What you need to do — The lines from the start of the data up to and including the one with "This adds a" should be returned exactly, and nothing else.

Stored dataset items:
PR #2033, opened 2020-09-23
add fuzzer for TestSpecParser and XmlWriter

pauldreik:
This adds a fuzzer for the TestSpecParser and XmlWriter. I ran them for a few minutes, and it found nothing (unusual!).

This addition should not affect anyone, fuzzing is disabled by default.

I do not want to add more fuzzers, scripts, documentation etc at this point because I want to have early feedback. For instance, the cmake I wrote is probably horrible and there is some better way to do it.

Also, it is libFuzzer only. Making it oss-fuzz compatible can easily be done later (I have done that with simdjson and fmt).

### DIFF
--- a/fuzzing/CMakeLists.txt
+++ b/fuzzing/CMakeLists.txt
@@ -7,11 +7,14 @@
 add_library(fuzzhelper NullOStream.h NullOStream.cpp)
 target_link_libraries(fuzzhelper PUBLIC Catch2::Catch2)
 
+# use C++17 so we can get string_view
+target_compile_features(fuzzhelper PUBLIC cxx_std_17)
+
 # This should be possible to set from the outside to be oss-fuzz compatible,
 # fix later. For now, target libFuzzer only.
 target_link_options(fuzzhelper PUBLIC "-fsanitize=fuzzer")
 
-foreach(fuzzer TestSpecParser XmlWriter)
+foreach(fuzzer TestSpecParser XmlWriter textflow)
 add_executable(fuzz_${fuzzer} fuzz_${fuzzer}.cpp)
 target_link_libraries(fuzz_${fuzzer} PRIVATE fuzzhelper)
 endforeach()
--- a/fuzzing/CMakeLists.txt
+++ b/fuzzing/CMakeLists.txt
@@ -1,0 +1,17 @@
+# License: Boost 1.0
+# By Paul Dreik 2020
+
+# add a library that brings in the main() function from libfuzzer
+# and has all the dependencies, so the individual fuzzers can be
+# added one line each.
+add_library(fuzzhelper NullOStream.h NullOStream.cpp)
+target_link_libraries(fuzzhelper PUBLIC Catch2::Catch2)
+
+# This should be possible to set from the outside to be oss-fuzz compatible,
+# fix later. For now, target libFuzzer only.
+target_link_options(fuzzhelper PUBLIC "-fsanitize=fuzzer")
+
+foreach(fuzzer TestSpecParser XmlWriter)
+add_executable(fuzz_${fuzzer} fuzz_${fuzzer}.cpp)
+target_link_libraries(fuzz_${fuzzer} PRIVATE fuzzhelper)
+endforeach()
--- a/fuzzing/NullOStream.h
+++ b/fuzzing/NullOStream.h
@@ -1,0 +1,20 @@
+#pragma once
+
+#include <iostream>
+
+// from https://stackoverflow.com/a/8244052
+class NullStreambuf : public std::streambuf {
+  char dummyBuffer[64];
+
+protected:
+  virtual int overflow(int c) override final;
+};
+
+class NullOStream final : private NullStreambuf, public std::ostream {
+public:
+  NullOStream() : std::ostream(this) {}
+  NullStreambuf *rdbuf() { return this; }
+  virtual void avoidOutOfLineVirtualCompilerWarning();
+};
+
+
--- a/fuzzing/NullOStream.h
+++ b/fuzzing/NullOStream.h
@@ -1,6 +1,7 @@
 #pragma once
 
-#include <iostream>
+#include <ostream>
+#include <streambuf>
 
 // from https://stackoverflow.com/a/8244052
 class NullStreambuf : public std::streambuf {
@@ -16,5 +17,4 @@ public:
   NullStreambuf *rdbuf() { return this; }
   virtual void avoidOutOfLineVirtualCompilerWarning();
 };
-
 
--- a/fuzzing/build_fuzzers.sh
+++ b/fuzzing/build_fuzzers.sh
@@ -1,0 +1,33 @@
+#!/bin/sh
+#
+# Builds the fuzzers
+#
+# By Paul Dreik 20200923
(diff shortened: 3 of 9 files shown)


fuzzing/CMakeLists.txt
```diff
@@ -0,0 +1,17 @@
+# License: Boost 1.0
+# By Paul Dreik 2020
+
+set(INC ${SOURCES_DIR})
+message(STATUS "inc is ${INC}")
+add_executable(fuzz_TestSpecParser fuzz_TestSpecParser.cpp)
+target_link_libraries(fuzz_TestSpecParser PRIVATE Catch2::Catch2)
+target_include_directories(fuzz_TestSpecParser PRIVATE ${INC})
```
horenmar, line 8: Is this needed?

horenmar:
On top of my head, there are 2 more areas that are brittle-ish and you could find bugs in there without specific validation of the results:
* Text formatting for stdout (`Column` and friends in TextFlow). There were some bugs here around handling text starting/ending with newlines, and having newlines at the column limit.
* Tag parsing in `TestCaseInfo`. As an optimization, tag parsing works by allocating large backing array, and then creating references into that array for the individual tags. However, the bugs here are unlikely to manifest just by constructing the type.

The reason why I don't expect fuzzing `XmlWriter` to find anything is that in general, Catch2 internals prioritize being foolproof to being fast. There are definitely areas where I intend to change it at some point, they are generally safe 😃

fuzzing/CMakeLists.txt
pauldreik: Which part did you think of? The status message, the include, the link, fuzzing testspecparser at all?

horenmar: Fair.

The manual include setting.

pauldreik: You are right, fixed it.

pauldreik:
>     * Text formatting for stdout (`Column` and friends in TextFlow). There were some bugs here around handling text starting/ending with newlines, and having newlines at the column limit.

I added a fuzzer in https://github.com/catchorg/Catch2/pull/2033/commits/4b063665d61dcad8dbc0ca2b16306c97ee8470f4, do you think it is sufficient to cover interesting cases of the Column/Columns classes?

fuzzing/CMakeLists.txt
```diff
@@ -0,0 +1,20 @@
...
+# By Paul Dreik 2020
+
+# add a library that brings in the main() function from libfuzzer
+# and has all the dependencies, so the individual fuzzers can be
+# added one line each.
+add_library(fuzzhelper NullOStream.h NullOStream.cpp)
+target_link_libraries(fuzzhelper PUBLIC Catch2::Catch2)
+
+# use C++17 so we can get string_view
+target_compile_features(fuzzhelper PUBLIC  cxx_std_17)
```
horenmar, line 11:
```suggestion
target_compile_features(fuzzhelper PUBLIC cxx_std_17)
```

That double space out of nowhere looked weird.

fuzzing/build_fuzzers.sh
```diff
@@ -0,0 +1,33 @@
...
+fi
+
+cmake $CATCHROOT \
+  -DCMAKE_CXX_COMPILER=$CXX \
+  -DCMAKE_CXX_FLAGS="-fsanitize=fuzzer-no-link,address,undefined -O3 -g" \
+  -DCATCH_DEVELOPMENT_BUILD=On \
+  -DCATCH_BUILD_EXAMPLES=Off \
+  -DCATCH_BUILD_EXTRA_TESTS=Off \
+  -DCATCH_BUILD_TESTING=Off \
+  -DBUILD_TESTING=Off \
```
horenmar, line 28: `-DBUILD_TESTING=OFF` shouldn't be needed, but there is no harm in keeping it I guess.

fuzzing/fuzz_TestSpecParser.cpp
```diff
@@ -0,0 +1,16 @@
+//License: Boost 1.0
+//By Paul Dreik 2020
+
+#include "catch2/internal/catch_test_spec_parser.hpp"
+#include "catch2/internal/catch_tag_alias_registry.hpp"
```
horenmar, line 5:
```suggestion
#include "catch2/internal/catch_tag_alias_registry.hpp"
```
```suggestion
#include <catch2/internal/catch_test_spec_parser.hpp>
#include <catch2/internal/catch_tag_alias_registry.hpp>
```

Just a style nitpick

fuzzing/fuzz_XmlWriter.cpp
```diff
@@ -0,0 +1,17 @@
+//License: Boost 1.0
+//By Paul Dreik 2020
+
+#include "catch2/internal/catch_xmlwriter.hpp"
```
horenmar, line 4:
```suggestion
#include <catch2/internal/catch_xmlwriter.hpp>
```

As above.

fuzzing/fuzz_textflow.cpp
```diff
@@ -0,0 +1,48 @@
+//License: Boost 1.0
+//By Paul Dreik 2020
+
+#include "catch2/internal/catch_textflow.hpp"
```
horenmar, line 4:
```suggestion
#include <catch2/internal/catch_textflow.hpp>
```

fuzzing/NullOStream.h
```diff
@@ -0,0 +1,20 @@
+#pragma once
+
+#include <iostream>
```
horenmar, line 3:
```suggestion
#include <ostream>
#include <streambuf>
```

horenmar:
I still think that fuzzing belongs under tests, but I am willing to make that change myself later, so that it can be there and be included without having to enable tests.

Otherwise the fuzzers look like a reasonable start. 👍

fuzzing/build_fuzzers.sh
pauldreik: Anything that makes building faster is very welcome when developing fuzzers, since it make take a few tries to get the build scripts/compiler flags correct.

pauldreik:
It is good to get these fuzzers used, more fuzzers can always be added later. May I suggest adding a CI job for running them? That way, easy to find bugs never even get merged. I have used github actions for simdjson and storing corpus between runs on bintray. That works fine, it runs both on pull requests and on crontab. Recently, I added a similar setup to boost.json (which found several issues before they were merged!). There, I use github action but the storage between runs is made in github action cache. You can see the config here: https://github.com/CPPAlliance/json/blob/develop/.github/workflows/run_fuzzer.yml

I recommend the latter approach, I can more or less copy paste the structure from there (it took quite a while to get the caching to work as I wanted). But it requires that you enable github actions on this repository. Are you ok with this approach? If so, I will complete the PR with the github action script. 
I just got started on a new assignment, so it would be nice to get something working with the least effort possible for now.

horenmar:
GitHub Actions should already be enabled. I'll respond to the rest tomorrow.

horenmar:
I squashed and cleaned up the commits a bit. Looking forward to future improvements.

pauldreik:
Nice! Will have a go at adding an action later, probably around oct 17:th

Finished task —
PR #2033, opened 2020-09-23
add fuzzer for TestSpecParser and XmlWriter

pauldreik:
This adds a fuzzer for the TestSpecParser and XmlWriter. I ran them for a few minutes, and it found nothing (unusual!).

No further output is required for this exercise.